- **Exercise**: The required result is one figure, the count of lines below with the string "attributed" in them.
::: Records for this exercise :::
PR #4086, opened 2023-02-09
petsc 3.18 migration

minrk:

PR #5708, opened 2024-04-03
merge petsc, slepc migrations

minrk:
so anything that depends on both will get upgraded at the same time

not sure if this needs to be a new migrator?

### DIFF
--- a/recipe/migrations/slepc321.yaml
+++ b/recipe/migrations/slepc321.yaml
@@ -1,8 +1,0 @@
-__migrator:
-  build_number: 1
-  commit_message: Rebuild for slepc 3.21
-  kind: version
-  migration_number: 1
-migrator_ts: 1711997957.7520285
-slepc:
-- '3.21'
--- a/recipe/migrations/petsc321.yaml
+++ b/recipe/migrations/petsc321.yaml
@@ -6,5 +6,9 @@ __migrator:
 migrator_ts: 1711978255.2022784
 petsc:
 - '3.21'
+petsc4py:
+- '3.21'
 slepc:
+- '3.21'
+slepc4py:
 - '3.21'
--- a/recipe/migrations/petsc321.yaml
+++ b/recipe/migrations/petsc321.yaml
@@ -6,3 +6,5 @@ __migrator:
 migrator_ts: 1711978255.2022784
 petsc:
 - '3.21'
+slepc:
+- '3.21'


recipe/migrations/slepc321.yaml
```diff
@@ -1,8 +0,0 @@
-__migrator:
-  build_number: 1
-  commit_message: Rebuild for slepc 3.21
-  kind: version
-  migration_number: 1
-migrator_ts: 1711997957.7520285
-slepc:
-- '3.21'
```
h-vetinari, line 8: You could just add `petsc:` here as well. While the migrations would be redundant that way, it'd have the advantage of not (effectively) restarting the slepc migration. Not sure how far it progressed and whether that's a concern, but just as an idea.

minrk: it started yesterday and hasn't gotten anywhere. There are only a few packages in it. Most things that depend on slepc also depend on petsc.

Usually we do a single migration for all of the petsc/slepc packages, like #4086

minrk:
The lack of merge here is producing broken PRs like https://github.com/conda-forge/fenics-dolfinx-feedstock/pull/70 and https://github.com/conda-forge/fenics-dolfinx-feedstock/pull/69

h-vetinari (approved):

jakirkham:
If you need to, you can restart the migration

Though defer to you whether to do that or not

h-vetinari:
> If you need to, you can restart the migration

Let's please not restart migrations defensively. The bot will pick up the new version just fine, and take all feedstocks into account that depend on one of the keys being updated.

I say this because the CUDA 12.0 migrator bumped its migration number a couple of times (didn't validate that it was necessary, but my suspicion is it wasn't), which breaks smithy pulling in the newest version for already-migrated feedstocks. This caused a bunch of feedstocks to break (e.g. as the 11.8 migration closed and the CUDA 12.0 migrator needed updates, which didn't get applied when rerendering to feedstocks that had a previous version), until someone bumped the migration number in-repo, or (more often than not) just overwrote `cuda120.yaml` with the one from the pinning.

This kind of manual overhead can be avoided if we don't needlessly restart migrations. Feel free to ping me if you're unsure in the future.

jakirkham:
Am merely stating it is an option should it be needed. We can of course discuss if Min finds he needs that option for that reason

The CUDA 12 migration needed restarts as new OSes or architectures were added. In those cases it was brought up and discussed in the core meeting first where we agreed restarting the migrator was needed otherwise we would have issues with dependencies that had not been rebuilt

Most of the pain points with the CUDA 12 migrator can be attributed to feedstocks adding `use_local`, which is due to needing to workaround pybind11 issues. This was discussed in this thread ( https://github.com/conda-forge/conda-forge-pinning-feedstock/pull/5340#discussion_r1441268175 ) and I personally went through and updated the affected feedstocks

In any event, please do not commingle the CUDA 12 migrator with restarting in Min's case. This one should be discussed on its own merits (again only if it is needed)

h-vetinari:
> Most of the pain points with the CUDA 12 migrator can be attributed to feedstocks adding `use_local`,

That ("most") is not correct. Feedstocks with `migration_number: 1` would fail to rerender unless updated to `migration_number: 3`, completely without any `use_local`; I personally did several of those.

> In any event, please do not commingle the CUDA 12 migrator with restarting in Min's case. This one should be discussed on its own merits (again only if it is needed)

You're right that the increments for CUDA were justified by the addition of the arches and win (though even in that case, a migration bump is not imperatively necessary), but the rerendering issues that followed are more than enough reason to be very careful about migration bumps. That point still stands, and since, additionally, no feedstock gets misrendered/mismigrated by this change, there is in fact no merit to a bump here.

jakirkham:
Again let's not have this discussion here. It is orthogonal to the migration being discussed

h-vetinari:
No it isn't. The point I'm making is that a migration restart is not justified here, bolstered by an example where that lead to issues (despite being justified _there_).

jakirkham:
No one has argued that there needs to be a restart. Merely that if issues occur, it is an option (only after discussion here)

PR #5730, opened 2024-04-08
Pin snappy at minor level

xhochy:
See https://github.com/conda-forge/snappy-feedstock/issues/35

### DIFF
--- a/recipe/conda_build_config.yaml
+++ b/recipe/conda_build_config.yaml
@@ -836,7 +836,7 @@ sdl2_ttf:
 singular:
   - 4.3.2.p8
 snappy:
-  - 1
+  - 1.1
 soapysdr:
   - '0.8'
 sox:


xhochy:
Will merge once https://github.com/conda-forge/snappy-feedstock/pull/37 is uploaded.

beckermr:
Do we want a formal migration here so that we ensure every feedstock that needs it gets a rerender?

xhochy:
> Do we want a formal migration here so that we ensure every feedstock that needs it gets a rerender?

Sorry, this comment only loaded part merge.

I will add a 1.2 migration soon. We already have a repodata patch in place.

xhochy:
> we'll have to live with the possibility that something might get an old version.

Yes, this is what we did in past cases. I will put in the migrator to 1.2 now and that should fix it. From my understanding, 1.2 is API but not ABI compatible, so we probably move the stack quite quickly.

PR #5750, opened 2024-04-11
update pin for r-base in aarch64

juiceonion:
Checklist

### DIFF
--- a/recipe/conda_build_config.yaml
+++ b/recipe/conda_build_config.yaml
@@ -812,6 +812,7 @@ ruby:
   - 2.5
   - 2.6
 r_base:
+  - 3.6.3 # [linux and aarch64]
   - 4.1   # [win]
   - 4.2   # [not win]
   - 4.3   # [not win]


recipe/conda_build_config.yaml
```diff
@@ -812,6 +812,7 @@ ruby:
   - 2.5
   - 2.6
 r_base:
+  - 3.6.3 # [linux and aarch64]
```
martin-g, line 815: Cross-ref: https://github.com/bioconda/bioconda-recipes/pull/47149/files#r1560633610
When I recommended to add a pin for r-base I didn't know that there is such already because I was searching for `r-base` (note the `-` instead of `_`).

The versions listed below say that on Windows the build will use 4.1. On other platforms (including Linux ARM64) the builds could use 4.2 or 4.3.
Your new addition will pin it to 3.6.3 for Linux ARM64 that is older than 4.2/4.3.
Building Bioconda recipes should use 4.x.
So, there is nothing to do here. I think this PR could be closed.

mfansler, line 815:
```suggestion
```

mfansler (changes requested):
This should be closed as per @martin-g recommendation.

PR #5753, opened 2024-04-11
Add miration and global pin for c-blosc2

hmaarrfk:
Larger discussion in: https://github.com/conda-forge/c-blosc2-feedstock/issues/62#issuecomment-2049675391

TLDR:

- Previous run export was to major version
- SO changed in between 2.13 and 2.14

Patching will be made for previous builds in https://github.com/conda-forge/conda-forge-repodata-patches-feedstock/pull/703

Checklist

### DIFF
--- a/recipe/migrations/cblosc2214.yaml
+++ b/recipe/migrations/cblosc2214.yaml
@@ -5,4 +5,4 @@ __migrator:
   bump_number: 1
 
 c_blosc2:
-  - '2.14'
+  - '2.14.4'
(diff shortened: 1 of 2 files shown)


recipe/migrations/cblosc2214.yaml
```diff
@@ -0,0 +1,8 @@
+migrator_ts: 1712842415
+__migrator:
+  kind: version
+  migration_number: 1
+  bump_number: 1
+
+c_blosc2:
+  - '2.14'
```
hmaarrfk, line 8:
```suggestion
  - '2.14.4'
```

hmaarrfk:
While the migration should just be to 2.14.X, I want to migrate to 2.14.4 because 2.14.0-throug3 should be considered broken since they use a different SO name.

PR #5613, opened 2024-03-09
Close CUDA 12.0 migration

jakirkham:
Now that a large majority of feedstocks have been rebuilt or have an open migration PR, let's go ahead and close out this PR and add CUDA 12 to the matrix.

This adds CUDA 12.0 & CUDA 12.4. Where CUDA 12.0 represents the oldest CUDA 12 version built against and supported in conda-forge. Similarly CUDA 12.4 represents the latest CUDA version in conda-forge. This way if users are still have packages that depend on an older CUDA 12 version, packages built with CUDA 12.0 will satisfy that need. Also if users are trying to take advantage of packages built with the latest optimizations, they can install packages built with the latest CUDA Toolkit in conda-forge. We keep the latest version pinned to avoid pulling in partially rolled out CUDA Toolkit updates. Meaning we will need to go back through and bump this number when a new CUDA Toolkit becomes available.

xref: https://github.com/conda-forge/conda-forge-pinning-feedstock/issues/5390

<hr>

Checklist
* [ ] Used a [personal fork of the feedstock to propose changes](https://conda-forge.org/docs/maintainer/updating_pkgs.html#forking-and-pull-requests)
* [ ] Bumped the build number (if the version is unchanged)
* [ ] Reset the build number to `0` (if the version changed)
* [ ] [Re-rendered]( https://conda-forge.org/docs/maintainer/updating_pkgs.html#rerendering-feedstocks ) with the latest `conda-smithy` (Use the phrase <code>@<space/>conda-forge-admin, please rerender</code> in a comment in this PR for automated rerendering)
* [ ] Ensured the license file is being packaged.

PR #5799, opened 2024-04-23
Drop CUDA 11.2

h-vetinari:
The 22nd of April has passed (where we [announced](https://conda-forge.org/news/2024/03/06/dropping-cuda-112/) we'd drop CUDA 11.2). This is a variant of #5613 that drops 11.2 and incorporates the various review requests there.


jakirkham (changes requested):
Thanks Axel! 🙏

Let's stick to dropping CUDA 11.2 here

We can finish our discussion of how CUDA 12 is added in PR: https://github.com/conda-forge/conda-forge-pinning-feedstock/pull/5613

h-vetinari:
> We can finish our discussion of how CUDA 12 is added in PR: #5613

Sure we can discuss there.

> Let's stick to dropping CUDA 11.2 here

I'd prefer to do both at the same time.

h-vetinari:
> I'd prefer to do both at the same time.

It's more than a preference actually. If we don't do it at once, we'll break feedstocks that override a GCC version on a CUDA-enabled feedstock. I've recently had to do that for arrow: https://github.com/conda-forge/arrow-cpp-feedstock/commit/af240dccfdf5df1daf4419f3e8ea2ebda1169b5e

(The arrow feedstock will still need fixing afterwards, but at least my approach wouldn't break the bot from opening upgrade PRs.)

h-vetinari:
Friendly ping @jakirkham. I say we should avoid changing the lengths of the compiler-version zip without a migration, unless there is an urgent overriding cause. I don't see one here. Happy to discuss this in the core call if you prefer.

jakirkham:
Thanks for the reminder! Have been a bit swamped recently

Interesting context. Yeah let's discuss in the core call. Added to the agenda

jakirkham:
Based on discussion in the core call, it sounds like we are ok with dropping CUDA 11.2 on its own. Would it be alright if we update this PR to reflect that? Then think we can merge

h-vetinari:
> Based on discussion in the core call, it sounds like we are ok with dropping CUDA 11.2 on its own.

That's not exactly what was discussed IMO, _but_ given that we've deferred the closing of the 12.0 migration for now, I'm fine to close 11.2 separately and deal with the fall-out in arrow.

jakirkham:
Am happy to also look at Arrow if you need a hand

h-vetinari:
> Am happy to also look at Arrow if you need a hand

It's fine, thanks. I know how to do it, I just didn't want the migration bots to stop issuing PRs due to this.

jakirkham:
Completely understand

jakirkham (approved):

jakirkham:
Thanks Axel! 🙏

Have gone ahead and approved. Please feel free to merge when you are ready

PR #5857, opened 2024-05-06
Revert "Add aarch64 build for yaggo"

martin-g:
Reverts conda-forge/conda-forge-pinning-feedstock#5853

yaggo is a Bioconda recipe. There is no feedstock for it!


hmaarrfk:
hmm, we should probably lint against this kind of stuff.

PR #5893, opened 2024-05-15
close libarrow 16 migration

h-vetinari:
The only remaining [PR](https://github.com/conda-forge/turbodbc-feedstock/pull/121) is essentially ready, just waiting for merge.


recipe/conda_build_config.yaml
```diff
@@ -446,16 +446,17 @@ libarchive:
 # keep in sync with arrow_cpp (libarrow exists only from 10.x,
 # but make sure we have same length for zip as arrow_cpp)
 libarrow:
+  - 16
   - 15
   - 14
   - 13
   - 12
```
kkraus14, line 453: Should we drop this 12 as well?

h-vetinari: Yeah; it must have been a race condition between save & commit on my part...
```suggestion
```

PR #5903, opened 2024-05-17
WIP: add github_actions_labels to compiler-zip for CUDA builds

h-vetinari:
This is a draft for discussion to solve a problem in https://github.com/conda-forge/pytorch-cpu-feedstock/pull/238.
:::
::: Records for this exercise :::
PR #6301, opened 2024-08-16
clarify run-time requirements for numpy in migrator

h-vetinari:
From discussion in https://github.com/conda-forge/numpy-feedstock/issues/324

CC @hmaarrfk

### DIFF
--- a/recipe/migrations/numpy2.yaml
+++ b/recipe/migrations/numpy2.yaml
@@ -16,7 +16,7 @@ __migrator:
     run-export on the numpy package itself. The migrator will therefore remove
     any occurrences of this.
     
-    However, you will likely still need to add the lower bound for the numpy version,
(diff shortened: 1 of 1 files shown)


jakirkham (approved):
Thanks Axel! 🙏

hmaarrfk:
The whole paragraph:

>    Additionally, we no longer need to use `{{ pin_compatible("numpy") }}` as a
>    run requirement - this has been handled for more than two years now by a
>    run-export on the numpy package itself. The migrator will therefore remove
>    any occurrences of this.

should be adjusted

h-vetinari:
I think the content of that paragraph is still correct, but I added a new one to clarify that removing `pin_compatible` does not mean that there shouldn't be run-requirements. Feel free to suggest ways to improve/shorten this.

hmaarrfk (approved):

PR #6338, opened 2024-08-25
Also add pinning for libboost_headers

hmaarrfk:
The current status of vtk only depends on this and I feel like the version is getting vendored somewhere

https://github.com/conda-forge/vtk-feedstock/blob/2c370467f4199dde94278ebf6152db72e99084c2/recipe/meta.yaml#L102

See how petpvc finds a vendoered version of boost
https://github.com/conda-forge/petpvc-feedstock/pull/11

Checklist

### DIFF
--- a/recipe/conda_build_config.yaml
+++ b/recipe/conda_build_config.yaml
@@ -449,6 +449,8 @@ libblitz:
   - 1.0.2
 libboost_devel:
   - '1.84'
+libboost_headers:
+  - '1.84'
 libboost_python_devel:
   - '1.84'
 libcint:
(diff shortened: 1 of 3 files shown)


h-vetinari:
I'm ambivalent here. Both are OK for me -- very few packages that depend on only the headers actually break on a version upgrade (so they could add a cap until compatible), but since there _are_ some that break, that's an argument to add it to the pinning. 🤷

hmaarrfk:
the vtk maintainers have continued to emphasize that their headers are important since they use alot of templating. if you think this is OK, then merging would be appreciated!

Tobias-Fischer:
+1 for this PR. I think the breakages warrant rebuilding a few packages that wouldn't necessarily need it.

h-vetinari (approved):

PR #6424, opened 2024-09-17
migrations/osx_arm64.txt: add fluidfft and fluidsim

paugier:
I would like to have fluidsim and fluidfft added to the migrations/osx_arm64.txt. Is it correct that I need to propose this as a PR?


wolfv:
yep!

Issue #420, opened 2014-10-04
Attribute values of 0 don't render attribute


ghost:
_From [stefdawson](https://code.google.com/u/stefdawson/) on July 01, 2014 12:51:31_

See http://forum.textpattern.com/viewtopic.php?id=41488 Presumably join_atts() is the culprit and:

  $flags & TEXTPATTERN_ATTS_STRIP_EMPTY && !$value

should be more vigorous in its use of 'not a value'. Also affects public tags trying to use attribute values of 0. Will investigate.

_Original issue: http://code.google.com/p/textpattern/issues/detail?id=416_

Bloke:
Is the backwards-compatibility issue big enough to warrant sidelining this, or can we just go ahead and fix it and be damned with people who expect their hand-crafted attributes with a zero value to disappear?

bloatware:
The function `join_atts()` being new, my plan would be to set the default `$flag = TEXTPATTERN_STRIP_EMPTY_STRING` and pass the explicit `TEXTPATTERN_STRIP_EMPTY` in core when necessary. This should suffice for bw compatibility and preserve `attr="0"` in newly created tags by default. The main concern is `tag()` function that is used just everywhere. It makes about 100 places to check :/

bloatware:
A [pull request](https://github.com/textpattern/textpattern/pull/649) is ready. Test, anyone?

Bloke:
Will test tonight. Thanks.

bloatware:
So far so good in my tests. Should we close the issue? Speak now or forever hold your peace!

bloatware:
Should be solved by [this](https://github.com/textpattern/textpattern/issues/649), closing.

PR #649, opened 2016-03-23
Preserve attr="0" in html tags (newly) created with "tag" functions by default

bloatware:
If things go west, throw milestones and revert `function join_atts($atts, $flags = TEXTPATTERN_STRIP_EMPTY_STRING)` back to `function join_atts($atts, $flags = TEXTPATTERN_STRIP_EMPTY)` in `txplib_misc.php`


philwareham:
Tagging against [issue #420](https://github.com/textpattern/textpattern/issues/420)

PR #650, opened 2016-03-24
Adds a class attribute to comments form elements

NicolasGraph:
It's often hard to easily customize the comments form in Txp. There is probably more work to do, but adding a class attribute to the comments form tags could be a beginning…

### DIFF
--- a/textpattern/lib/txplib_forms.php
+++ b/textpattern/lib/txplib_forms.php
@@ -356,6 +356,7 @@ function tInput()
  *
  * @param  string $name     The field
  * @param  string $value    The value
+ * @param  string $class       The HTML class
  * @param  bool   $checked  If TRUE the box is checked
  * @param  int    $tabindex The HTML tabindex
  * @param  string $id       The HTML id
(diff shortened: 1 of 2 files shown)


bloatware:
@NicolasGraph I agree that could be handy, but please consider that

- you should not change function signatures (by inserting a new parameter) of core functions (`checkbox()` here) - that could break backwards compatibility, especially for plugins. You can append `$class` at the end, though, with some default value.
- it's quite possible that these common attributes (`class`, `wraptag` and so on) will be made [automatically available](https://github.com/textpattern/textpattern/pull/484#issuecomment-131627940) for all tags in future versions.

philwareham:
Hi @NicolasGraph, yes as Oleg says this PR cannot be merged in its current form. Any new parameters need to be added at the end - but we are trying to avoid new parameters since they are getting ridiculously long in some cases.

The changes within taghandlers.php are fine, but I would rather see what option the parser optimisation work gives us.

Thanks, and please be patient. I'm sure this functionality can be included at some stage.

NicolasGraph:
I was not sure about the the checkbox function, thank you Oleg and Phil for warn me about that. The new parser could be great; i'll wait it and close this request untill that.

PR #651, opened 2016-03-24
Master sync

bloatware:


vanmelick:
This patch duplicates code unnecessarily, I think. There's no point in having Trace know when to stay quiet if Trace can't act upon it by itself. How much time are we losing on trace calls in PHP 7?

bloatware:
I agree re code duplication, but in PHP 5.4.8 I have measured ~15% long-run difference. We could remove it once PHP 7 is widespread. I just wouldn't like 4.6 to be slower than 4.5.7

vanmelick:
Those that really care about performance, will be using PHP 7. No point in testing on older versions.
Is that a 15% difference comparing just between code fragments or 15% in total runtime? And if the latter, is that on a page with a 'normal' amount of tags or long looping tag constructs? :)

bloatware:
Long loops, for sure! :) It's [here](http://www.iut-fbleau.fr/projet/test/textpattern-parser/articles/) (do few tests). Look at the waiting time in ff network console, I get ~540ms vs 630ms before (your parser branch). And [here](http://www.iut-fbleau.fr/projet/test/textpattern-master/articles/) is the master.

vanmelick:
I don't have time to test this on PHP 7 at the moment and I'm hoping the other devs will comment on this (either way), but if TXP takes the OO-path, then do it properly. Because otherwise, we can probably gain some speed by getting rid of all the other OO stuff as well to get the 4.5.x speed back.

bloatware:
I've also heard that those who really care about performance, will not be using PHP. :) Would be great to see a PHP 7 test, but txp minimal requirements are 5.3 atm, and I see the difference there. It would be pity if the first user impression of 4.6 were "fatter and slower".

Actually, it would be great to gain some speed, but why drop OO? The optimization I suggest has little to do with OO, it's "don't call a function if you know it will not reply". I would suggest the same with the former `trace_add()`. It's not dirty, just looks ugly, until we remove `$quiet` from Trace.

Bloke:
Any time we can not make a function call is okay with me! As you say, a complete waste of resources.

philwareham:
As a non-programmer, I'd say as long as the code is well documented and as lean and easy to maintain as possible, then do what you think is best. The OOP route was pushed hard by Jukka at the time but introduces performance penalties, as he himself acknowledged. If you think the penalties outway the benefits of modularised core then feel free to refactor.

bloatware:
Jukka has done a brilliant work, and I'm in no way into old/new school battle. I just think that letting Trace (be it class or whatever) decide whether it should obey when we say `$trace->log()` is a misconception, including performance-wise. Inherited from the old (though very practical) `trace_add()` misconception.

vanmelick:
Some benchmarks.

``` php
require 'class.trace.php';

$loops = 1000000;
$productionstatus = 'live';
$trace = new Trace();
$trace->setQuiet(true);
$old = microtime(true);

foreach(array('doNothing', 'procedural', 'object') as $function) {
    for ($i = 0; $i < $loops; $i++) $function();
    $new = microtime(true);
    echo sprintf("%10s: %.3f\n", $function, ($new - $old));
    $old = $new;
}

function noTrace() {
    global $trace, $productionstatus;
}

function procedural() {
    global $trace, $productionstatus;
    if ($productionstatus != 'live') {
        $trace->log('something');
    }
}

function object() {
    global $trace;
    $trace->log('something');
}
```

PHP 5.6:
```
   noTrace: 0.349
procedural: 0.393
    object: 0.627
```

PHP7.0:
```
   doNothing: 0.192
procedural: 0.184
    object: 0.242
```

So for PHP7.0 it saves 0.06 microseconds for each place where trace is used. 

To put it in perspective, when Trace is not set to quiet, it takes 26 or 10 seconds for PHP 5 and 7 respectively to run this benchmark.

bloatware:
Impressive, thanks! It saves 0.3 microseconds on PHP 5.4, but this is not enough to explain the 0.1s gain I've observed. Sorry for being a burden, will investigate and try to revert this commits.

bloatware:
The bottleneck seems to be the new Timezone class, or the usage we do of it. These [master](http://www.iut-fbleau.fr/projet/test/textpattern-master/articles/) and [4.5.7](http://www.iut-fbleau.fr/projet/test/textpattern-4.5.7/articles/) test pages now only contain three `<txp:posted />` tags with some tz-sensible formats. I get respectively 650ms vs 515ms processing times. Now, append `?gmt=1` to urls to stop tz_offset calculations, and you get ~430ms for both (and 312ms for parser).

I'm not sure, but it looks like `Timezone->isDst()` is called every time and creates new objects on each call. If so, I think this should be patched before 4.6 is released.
:::
- **Answer section**: 2